PR #871, opened 2016-09-07
Disable grammar errors when running under -e

MasterDuke17:
This disables the 'expecting any of' error message when running under
-e. E.g., running 'p6 -e "/sadf\/"' usually produces this error:
===SORRY!===
Regex not terminated.
at -e:1
------> /sadf\/⏏<EOL>
Unable to parse regex; couldn't find final '/'
at -e:1
------> /sadf\/⏏<EOL>
    expecting any of:
        infix stopper
    term

With this patch the error is instead just:
===SORRY!===
Regex not terminated.
at -e:1
------> /sadf\/⏏<EOL>
Unable to parse regex; couldn't find final '/'
at -e:1
------> /sadf\/⏏<EOL>

However, it also adds a command line switch '--grammar-errors' which
can be used to turn them back on. Behavior when running a file, e.g.,
'perl6 script.p6' is unchanged.

Implements RT #128969

### DIFF
--- a/src/Perl6/Compiler.nqp
+++ b/src/Perl6/Compiler.nqp
@@ -84,6 +84,7 @@ class Perl6::Compiler is HLL::Compiler {
       -v, --version        display version information
       --stagestats         display time spent in the compilation stages
       --ll-exception       display a low level backtrace on errors
+      --grammar-errors     display grammar errors when running under -e
       --profile[=kind]     write profile information to an HTML file (MoarVM)
                              instrumented - performance measurements (default)
                              heap - record heap snapshots after every
--- a/src/core/Exception.pm
+++ b/src/core/Exception.pm
@@ -570,7 +570,7 @@ my role X::Comp is Exception {
                 !! "$.message\nat line $.line"
               !! "$.message\nat $.filename():$.line";
             $r ~= "\n------> $green$.pre$yellow$eject$red$.post$clear" if defined $.pre;
-            if $expect && @.highexpect {
+            if $expect && @.highexpect && !($*PROGRAM-NAME eq '-e' and !Rakudo::Internals.GRAMMAR-ERRORS) {
                 $r ~= "\n    expecting any of:";
                 for @.highexpect {
                     $r ~= "\n        $_";
--- a/src/core/Rakudo/Internals.pm
+++ b/src/core/Rakudo/Internals.pm
@@ -811,6 +811,11 @@ my class Rakudo::Internals {
              }
           !! nqp::list()
     }
+    method GRAMMAR-ERRORS() {
+        nqp::existskey($compiling-options, 'grammar-errors')
+          ?? '--grammar-errors'
+          !! Empty
+    }
 
 #?if moar
     method PRECOMP-EXT()    { "moarvm" }
--- a/src/main.nqp
+++ b/src/main.nqp
@@ -26,6 +26,7 @@ my @clo := $comp.commandline_options();
 @clo.push('c');
 @clo.push('I=s');
 @clo.push('M=s');
+@clo.push('grammar-errors');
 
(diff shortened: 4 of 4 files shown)


MasterDuke17:
This passes make spectest.

niner:
What's the rationale for this change? The commit message mentions only what is changed but not why we want to withhold useful information in that case?

AlexDaniel:
Keep in mind there's also [RT #128969](https://rt.perl.org/Ticket/Display.html?id=128969) where we can discuss it.

zoffixznet:
:-1: from me.

I don't see why `-e` code should produce different errors than code from a file and bloating the executable with more command line options just to placate people who want the original errors is not a solution.

As for the ticket:

> but the "expecting any of" I ignore. I understand that people doing fancy grammar related things probably do find them very useful.

I saw [a conversation about 'infix stoppers'](http://irclog.perlgeek.de/perl6-dev/2016-08-16#i_13030963) that talked about possibly filtering out such opaque things. So I think rather than adding command line switches and logic to hide information generated by `-e` code, we should just improve the usefulness of the `expected any` message.

vendethiel:
+1 to @zoffixnet's message.

MasterDuke17:
nine: Your comment here (
http://irclog.perlgeek.de/perl6-dev/2016-08-16#i_13030929) is part of the
rational. The RT has some more explanation. Tldr; a couple people have said
they don't find that part of the error message useful, so I removed them in
the circumstance where I felt they were least useful.

Zoffix: OK, we could disable it for -e *and* for a file, that way the error
messages are the same. This may just be a matter of opinion, but I don't
feel that adding just one command line option is bloating. There already is
some precedent, the added output you get from --ll-exception was put behind
a command line option.

All told, I'm not married to this. If we can improve the existing message
that would be great. There hadn't been any comments on the ticket, and I
wasn't sure how complicated it would be to implement. I looked at the code,
found out it was pretty simple, so went ahead and did it, figuring a PR
would spark some discussion.

(As somewhat of an aside, and I don't have access to a way to test this
right now, but I believe I noticed that the error message from running the
example I gave with -e was not exactly the same as when I echoed it to a
file and ran it that way

MasterDuke17:
Right, so `p6 -e '/sadf\/'` outputs:
===SORRY!===
Regex not terminated.
at -e:1
------> /sadf\/⏏\<EOL>
Unable to parse regex; couldn't find final '/'
at -e:1
------> /sadf\/⏏\<EOL>
    expecting any of:
        infix stopper
        term

and `p6 a`, where `cat a` = `/sadf\/` outputs:
===SORRY!===
Regex not terminated.
at /home/dan/Source/perl6/ForMasterDuke/a:2
------> \<BOL>⏏\<EOL>
Unable to parse regex; couldn't find final '/'
at /home/dan/Source/perl6/ForMasterDuke/a:2
------> \<BOL>⏏\<EOL>
    expecting any of:
        infix stopper

I actually notice three differences/problems. The first is that it says the error is at line 2, but there's only one line in the file (and if I add a blank line either before or after it says the error is on line 3). The second is that it doesn't show the bad regex, just '\<BOL>'. The third is that it doesn't say it's missing `term`.

zoffixznet:
Thank you for the work, but I'm rejecting this PR and the associated ticket.

I don't think the added maintenance burden and extra option the users have to read through justify the presence of this very minor feature that might not be desired by all.

We have since implemented [`RAKUDO_EXCEPTIONS_HANDLER` env var](https://docs.perl6.org/programs/00-running#Error_Message_Verbosity_and_Strictness) that lets users use custom classes for error reporting (that allow filtering for custom handling for just specific exceptions; letting default handler handle the rest). So there's a possibility of implementing this feature entirely in a module; or expanding the idea further: `Exceptions::Simple` for example that give just the basics.

Issue #1684, opened 2018-04-03
once doesn't work in C-style loop conditional


b2gills:
``` perl6
my $end = 9;

loop (
    my $i = 0
  ;
    $i < (once ++$end)  # <--
  ;
    ++$i
) {
  last if $i > 20
};

say $end;
```

This should print `10` but instead prints `31`

A workaround is to use `(my $ //= ++$end)`.

rakudo (2018.03.153.gc.53.fde.3)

**INSTRUCTIONS TO FOLLOW**
Lines with the word "also" in them are the answer; report each one from the data.

**EXERCISE RESPONSE**
However, it also adds a command line switch '--grammar-errors' which
Keep in mind there's also [RT #128969](https://rt.perl.org/Ticket/Display.html?id=128969) where we can discuss it.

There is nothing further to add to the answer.